In 2013, Aschwanden proposed the Finkbeiner test, a checklist to end gender bias in journalism.

GOOD TO GO: What the Athlete in All of Us Can Learn From the Strange Science of Recovery, Aschwanden's first book, explored the science of exercise recovery. It looks at the tools that have been developed to optimize recovery, including nutrition, mental health and inflammation. The book made the New York Times Sports & Fitness best sellers list.

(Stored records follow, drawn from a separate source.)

PR #2468, opened 2022-03-06
Building on Ubuntu 21.10 failing to install postfix

NorseGaud:
# Description

Fixes https://github.com/docker-mailserver/docker-mailserver/issues/2467

This is a workaround until postfix gets this bug fixed.

## Type of change

## Checklist:


NorseGaud:
Original issue: https://github.com/docker-mailserver/docker-mailserver/issues/2023

Dockerfile
```diff
@@ -41,7 +41,12 @@ RUN \
   apt-get -qq update && \
   apt-get -qq install apt-utils 2>/dev/null && \
   apt-get -qq dist-upgrade && \
+  echo "applying patch for https://github.com/docker-mailserver/docker-mailserver/issues/2023" && \
```
polarathene, line 44: This lacks context when referencing my issue as it's not a patch I detail.

Modify your comment referencing this PR about your workaround approach, or at the very least link to your comment in my referenced issue.

Dockerfile
```diff
@@ -41,7 +41,12 @@ RUN \
...
+  mv /bin/hostname{,.bak} && \
+  echo "echo docker.mail.server" > /bin/hostname && \
```
polarathene, line 46: `.server` may not be a valid TLD presently, but it's not reserved either. Do not use this value. Use a [reserved TLD](https://en.wikipedia.org/wiki/Top-level_domain#Reserved_domains) that we know will not resolve to any domain in future (_even if that's not likely to be concern during build_).

I suggest `.invalid` as appropriate here. `dms.invalid` or `docker-mailserver.invalid` should be fine.

Dockerfile
```diff
@@ -41,7 +41,12 @@ RUN \
...
+  chmod +x /bin/hostname && \
   apt-get -qq install postfix && \
+  mv /bin/hostname{.bak,} && \
```
polarathene, line 49: Personal preference, I'd rather we split the bounds of this patch with Postfix install into a separate `RUN`.

That's not required for this PR, but would be better for maintenance imo when the scope of relevant lines is clearer, layers is not a concern if we adopt multi-stage build.

The whole `RUN` chaining is primarily to minimize layers fattening an image with redundant data, but that's no longer a concern to worry about with multi-stage builds.

polarathene (changes requested):
Please update the issue reference to a relevant comment and use a reserved TLD (`.invalid`) instead of an unregistered one.

Dockerfile
NorseGaud: > This lacks context when referencing my issue as it's not a patch I detail.

I used your code from https://github.com/docker-mailserver/docker-mailserver/issues/2023#issuecomment-855326403 -- what do you mean when you say it's not a patch I detail?

Dockerfile
NorseGaud: I agree, but do `update` and `apt-utils` need to install first? Or can postfix be installed above them all?

polarathene: I vaguely remember looking into this and I think it may have been necessary. I used a Debian base image at the time and shelled into it, then ran the commands to see what would work.

I also see that I detailed this same workaround as one of the alternatives we could use if fixing it within the Dockerfile :sweat_smile:

NorseGaud: No worries, you just had me confused for a second :)

NorseGaud: Wait a sec, was that a reply to this thread, or https://github.com/docker-mailserver/docker-mailserver/pull/2468#discussion_r820312198 ?

Dockerfile
polarathene: My apologies, I wrote that ages ago and hadn't read through all my collapsed parts. Just saw that I suggested it as a viable workaround.

My issue was more of, how quickly can a maintainer find the relevant context from that issue and my verbose details. It should be easier for a maintainer to lookup the relevant context for the patch, so perhaps?:

```
Applying Dockerfile workaround detailed in: https://github.com/docker-mailserver/docker-mailserver/issues/2023#issuecomment-855326403
```

Dockerfile
polarathene: It was a reply regarding `update` and `apt-utils`, I glanced through my comments on the reference issue to see if I detailed that to help answer you here, and noticed hidden away I had detailed this workaround (just with a different hostname value).

Dockerfile
```diff
@@ -41,7 +41,12 @@ RUN \
   apt-get -qq update && \
   apt-get -qq install apt-utils 2>/dev/null && \
   apt-get -qq dist-upgrade && \
+  echo "applying workaround for ubuntu/postfix bug described in https://github.com/docker-mailserver/docker-mailserver/issues/2023" && \
```
polarathene:
```suggestion
  echo "Applying Dockerfile workaround detailed in: https://github.com/docker-mailserver/docker-mailserver/issues/2023#issuecomment-855326403" && \
```

polarathene (changes requested):

Dockerfile
NorseGaud: I like my version better

NorseGaud:
To the team: Do we really want to have a workaround like this? I prefer ubuntu server, but I could switch to Debian I guess...

polarathene:
FWIW, it appears there's another option if using BuildKit with an ENV to provide a temporary hostname to the image builder, but comments near the end also mention it being less straight-forward to use than `docker build` and a possible cache issue (_I've not tried this approach myself_): https://github.com/moby/buildkit/pull/2373

polarathene:
> I prefer ubuntu server, but I could switch to Debian I guess...

It's a VM right? The docker host side change is fairly simple to add and for a throwaway VM not really an issue.

I don't think the workaround this PR uses is going to cause any issues, so long as something else isn't trying to use `hostname` differently. Regardless, since it's only for the build phase, the hostname is a temporary hexadecimal ID, so shouldn't make any real difference at container run-time?

Debian will presumably run into the same problem by it's next release, or they fix their postfix package. I wouldn't mind us using a newer version of Postfix either though instead of the package if someone wants to add that (_good if we adopt a multi-stage build?_).

NorseGaud:
> FWIW, it appears there's another option available now.
> 
> If using BuildKit with an ENV to provide a temporary hostname to the image builder.. however comments near the end also mention it being less straight-forward to use than `docker build` and a possible cache issue (_I've not tried this approach myself_): [moby/buildkit#2373](https://github.com/moby/buildkit/pull/2373)

Yep, I tried it. It doesn't work. Postfix still uses `localhost` for myhostname (the /etc/hosts has `127.0.0.1. localhost dms.invalid`).  :(

Dockerfile
polarathene: I don't think it's an `ubuntu` bug specifically. But as the issue link has been updated to reference a relevant comment, it's good enough for me :+1:

polarathene (approved):

NorseGaud:
> and for a throwaway VM not really an issue.

*gasp*, what did you call my special VM!? ;) I plan on keeping this VM around for any future changes I make.

casperklein:
> gasp, what did you call my special VM!? ;) I plan on keeping this VM around for any future changes

You mentioned in an other issue, that you mount DMS to your VM (which introduce permission problems). You could place DMS directly inside your VM. In case you are using VS Code, take a look at [remote-ssh](https://code.visualstudio.com/docs/remote/ssh-tutorial). With that, you can easily work with the files inside your VM.

casperklein:
> To the team: Do we really want to have a workaround like this? I prefer ubuntu server, but I could switch to Debian I guess...

For me it's a bit like the MacOS specific hacks. We have a supported base, in this case Debian. If it also works on other OS's fine, but I am unsure if we should take care for it (introducing workarounds).

polarathene:
> For me it's a bit like the MacOS specific hacks. We have a supported base, in this case Debian. If it also works on other OS's fine, but I am unsure if we should take care for it (introducing workarounds).

I'm happy to just go with my original proposal of documenting it. I imagine most aren't regularly building the Docker image, and if they need to they could make the host side workaround I've detailed, or build the image within a Debian guest VM (Ubuntu 20.04 should work too AFAIK since that's what our CI is using, but newer versions of Ubuntu won't).

The next Debian release isn't due until sometime in 2023 apparently, so it may be a while before it affects Debian and they fix the package patches on their end. The workaround in this PR isn't much to worry about either though AFAIK. We have other options too but those require more effort on our end (such as building Postfix ourselves).

georglauterbach:
Just chiming in here as I'm building on Ubuntu 21.10 too, without problems. My `/etc/resolv.conf`:

``` TXT
# This is /run/systemd/resolve/stub-resolv.conf managed by man:systemd-resolved(8).
# Do not edit.

nameserver 127.0.0.53
options edns0 trust-ad
search Speedport_W_724V_09011603_06_010
```

I'm not too sure on this change either, seems hacky, but I would not object either.

polarathene:
> Just chiming in here as I'm building on Ubuntu 21.10 too, without problems.

You would only have problems if you did not have that `search` line, as my solution in the [original issue](https://github.com/docker-mailserver/docker-mailserver/issues/2023#issuecomment-855347932) detailed for fixing on the host instead of within the Dockerfile.

georglauterbach:
> > Just chiming in here as I'm building on Ubuntu 21.10 too, without problems.
> 
> You would only have problems if you did not have that `search` line, as my solution in the [original issue](https://github.com/docker-mailserver/docker-mailserver/issues/2023#issuecomment-855347932) detailed for fixing on the host instead of within the Dockerfile.

I see. I think there are actually many contributors to this project that use Ubuntu. Therefore, I'd (although this being hacky) vote for merging this. We should also document it and add a note about removing this problem if there are upstream changes that fix this...

casperklein:
Host issues should be fixed on the host IMO and we should keep our code base free of workarounds. Therefore I vote against this addition. But feel free to outvote me - it's fine 😄

polarathene:
> Host issues should be fixed on the host IMO

It's actually an issue with the Debian post-install package making assumptions. If we compiled Postfix ourselves instead of using the package, or patched the package before installing it, we wouldn't have the issue either.

The only reason I am in more support of a workaround in the Dockerfile is because that's more of a viable solution than requiring affected users to modify their DNS resolution on host. It's probably unlikely when working with Docker, but in some environments the user may have the ability to run `docker-mailserver` image, but not modify the Docker host as much, like our CI for example.

casperklein:
Convinced 👍

PS: So if I understand correctly, we would have the some problem, when our CI upgrades to a newer Ubuntu version, right?

polarathene:
> when our CI upgrades to a newer Ubuntu version, right?

Possibly, it would depend if Github CI instances have the DNS configured with a `search` field like @georglauterbach showed above. If that is missing, then the image build will fail as the package post-install step fails to resolve a DNS query IIRC (_that's not actually of any real importance to us_).

NorseGaud:
@georglauterbach do I need to change the base branch since this is slotted for 11.0? I'm moving over the next week so my replies will be delayed. Feel free to merge it once approved!

casperklein:
Can anyone explain, why adding `search .` is a good idea? I couldn't find anything about this. I thought to find something, if this is common best-practice.

georglauterbach:
@NorseGaud feel free to just merge this into `master´ once approved :)

casperklein:
I saw this too, but I found nothing about best-practicing, adding `search .`.

polarathene:
> I couldn't find anything about this. I thought to find something, if this is common best-practice.

> _A DNS search domain is also different. When you query a name that is only a single label — a domain without any dots — a search domain gets appended to your query._
> 
> _For example, because I’m currently connected to my Red Hat VPN, I have a search domain configured for `redhat.com`. This means that if I make a query to a domain that is only a single label, `redhat.com` will be appended to the query._
> 
> _For example, I can query `bugzilla` and this will be treated as a query for `bugzilla.redhat.com`. This probably won’t work in your web browser, because web browsers like to convert single-label domains into web searches, but it does work at the DNS level._
> 
> [Source](https://blogs.gnome.org/mcatanzaro/2020/12/17/understanding-systemd-resolved-split-dns-and-vpn-configuration/)

> _Search domain means the domain that will be automatically appended when you only use the hostname for a particular host or computer. This is basically used in a local network._
> 
> _Lets say you have a domain name like `xyz.com` (it may be available globally or may be local only) and you have 100 computers in the LAN. Now you want this domain name to be automatically appended when you look for any computer by just hostname of the computer. _
> 
> _So, what search domain is doing in our case is that it is automatically appending a domain name to make it a FQDN when we are just using the hostname to look up a computer._
> 
> [Source](https://askubuntu.com/a/584059)

- [`resolved.conf` docs](https://www.freedesktop.org/software/systemd/man/resolved.conf.html).
- [`systemd-resolved` docs](https://www.freedesktop.org/software/systemd/man/systemd-resolved.service.html).

A single DNS label is not valid for DNS query, only mDNS.

---

Oh you were specifically asking about `search .`.. :sweat_smile: 

My linked issue about it references the [associated systemd update changelog](https://github.com/systemd/systemd/blob/33f2de7b6487c7fe7f45fd9d8fc73cd98e0a53ac/NEWS#L1341) which describes why they add `search .` by default under some conditions (_so the problem was more to do with that specific line, not the omission of `search` my bad_), and in an earlier message on that issue thread I also in a collapsed details section covered what was going on with the [Postfix post-install step](https://github.com/docker-mailserver/docker-mailserver/issues/2023#issuecomment-855326403) which results in an invalid FQDN value to configure postfix for.

`search .` is not best practice per se AFAIK, but systemd will add it to adjust the behaviour of `nss-dns` which otherwise implicitly uses the hostname as a search domain apparently?

georglauterbach:
Now I see the error on one of my devices as well, pretty annoying...

casperklein:
I thought, systemd would just add the search option to `/etc/resolve.conf` on boot if it does not exist. Therefore a container does have the same `/etc/resolve.conf` as the host.

But even if you use a custom `/etc/resolve.conf` without search option on the host (not generated by systemd on boot), systemd still adds `search .` to the containers `/etc/resolve.conf` 🤦‍♂️

```
root@ubuntu2110:/# grep search /etc/resolv.conf && \
                                  echo --- && \
                                  docker run -it debian:11-slim grep search /etc/resolv.conf
#search foo.bar
---
search .
```

systemd: Just mapping `/etc/resolv.conf` 1:1 to the container would be too easy.. Let's fuck it up, despite what the user actually want 🖕

polarathene:
> Therefore a container does have the same `/etc/resolve.conf` as the host.

If you want that, you can do so with host mode networking. systemd should not be doing anything to the containers config from the host, that's probably Docker meddling with it.

casperklein:
Sorry for asking again. But you said, that the addition of `search .` to the containers `/etc/resolve.conf` is a systemd (new version) thing? But then you said, it may be a docker thing?  I used the same latest Docker version on all tests systems.

Let me summarize it:

| OS                                                                       | Docker | systemd | Host resolve.conf      | Container resolve.conf    |
|--------------------------------------------------------------------------|--------|---------|------------------------|---------------------------|
| Ubuntu LTS                                                               | latest | old     | No `search .` is added | `search .` is not present |
| Ubuntu 2110                                                              | latest | new     | `search .` is added    | `search .` is present     |
| Ubuntu 2110 (custom resolve.conf without `search .`, not auto generated) | latest | new     | No `search .` is added | `search .` is present     |
| Debian 11                                                                | latest | old     | No `search .` is added | `search .` is not present |

I just try to finally understand, who's the bad guy and does weird things. From the table above it looks like, it's systemd?

polarathene:
> But then you said, it may be a docker thing?

I said systemd only modifies the system config, it will not interfere with the container. The container may "import" the system config, especially with host mode networking, otherwise Docker daemon is doing it's own modification separately, such as setting hostname to the container name/id.

The newer version of systemd as per the changelog adds `search .` if needed to prevent implicit `nss-dns` fallback behaviour. This should only be happening on the host though, so if it only happens in the container, it's probably something going on with Docker.

---

With your custom change on host, did you just modify the file, or configure it so systemd was re-generating `resolv.conf` without it? Perhaps without making systemd aware of it, Docker is sourcing the `resolv.conf` to use in the container differently?

If you use host networking, perhaps it will use the modified one on your host, I just recall systemd adding a comment about `resolv.conf` being generated by systemds own config, and that [my workaround](https://github.com/docker-mailserver/docker-mailserver/issues/2023#issuecomment-855326403) that changed the search domain (at `/etc/systemd/resolved.conf`) required restarting the relevant systemd service `systemd-resolved`.

If you apply a change to search domain like that, it probably carries of into the guest container. Perhaps there's a way to prevent injecting the `search .` line as well without providing an alternative search domain, I just didn't bother since `test` is reserved and won't go to a public DNS resolver anyway.

casperklein:
I didn't use host networking, just the default network mode docker provides.

> did you just modify the file, or configure it so systemd was re-generating [..]

I've already killed the test VM, so I cannot take a detailed look. But `/etc/resolv.conf` was symlinked to systemd's autogenerated file (which was in some systemd directory). I've deleted the symlink and created my own `resolv.conf`. I verified with `dig`, that the host uses `resolv.conf` created by me.

Maybe Docker don't cares for `/etc/resolv.conf` and uses systemd's autogenerated file directly?

Enough time invested 😆 Thanks for your help.

polarathene:
> > FWIW, it appears there's another option available now.
> > If using BuildKit with an ENV to provide a temporary hostname to the image builder.. however comments near the end also mention it being less straight-forward to use than `docker build` and a possible cache issue (_I've not tried this approach myself_): [moby/buildkit#2373](https://github.com/moby/buildkit/pull/2373)
> 
> Yep, I tried it. It doesn't work. Postfix still uses `localhost` for myhostname (the /etc/hosts has `127.0.0.1. localhost dms.invalid`). :(

[Recently looked into this](https://github.com/docker-mailserver/docker-mailserver/pull/2755#discussion_r959102147) and verified it works:

- [`BUILDKIT_SANDBOX_HOSTNAME`](https://docs.docker.com/engine/reference/builder/#buildkit-built-in-build-args) is a `--build-arg`, not ENV for the command :sweat_smile: 
- `# syntax=docker/dockerfile:1` must be added to the `Dockerfile` to enable the support. The feature is part of the `1.4` [Dockerfile syntax _directive_](https://docs.docker.com/engine/reference/builder/#syntax) that [requires BuildKit `0.10.0` (March 2022)](https://github.com/moby/buildkit/releases/tag/dockerfile%2F1.4.0) or newer.
- Usage: `docker buildx build --build-arg BUILDKIT_SANDBOX_HOSTNAME=docker.invalid --tag test-image .`
  - The `hostname` command will now output `docker.invalid` instead of `buildkitsandbox` (_default for BuildKit, or without BuildKit a hexadecimal ID_)
  - While `/etc/hostname` content is unaffected (_BuildKit defaults to `localhost`, without BuildKit a different hexadecimal ID_).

She spent 2013 as a Carter Center Fellow, and 2014 as a Santa Fe Institute Journalism Fellow. In 2019 Aschwanden was the science writer in residence at the University of Wisconsin–Madison where she spoke about the use and abuse of scientific evidence. Aschwanden produces the podcast Emerging Form, which discusses the creative process. She has spoken at the Aspen Ideas Festival. Her writing has appeared in Runner's World, The New York Times, The Washington Post and New Scientist. She serves on the board of the Council for the Advancement of Science Writing, and was formerly the lead science writer for FiveThirtyEight. She has said that she liked working at FiveThirtyEight because she could create exciting infographics.

=== Awards and honors ===
- 2005 American Society of Journalists and Authors Best Article
- 2007 American Society of Journalists and Authors Outstanding Essay
- 2007 American Institute of Biological Sciences Honourable mention for print journalism
- 2013 National Association of Science Writers Science in Society Award
- 2015 Society of Professional Journalists Sigma Delta Chi Award for Public Service in Magazine Journalism
- 2015 American Association for the Advancement of Science Kavli Science Journalism Award
- 2016 American Association for the Advancement of Science Silver Award
- 2016 Information is Beautiful Award

=== Selected publications ===
- Aschwanden, Christie (2019). "Beautiful Chickens: Portraits of Champion Breeds"
- Aschwanden, Christie (2019). "Good to Go: How to Eat, Sleep and Rest Like a Champion"

== Personal life ==
Aschwanden is an endurance athlete. She has been involved in athletics, cycling and skiing. She raced professionally as a member of the Team Rossignol Nordic skiing squad. She is married and lives with her husband, Dave Aschwanden, and numerous animals in western Colorado on a small winery. The winery produces Chill Switch Wines.